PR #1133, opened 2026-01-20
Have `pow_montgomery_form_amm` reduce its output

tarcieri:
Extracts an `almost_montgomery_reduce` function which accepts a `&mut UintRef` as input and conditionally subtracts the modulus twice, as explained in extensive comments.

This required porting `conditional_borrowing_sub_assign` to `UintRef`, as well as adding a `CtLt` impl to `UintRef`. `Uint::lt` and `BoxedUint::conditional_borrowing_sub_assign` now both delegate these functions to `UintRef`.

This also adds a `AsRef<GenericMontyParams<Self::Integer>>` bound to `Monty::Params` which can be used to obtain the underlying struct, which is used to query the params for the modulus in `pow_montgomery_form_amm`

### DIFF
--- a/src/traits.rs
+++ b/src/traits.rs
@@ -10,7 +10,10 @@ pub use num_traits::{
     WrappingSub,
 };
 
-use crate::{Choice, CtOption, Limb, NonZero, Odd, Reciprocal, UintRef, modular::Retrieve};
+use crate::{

----

» What is being asked: Throughout the material above, find each line with "which" and return it.

» Answer section:
Extracts an `almost_montgomery_reduce` function which accepts a `&mut UintRef` as input and conditionally subtracts the modulus twice, as explained in extensive comments.
This also adds a `AsRef<GenericMontyParams<Self::Integer>>` bound to `Monty::Params` which can be used to obtain the underlying struct, which is used to query the params for the modulus in `pow_montgomery_form_amm`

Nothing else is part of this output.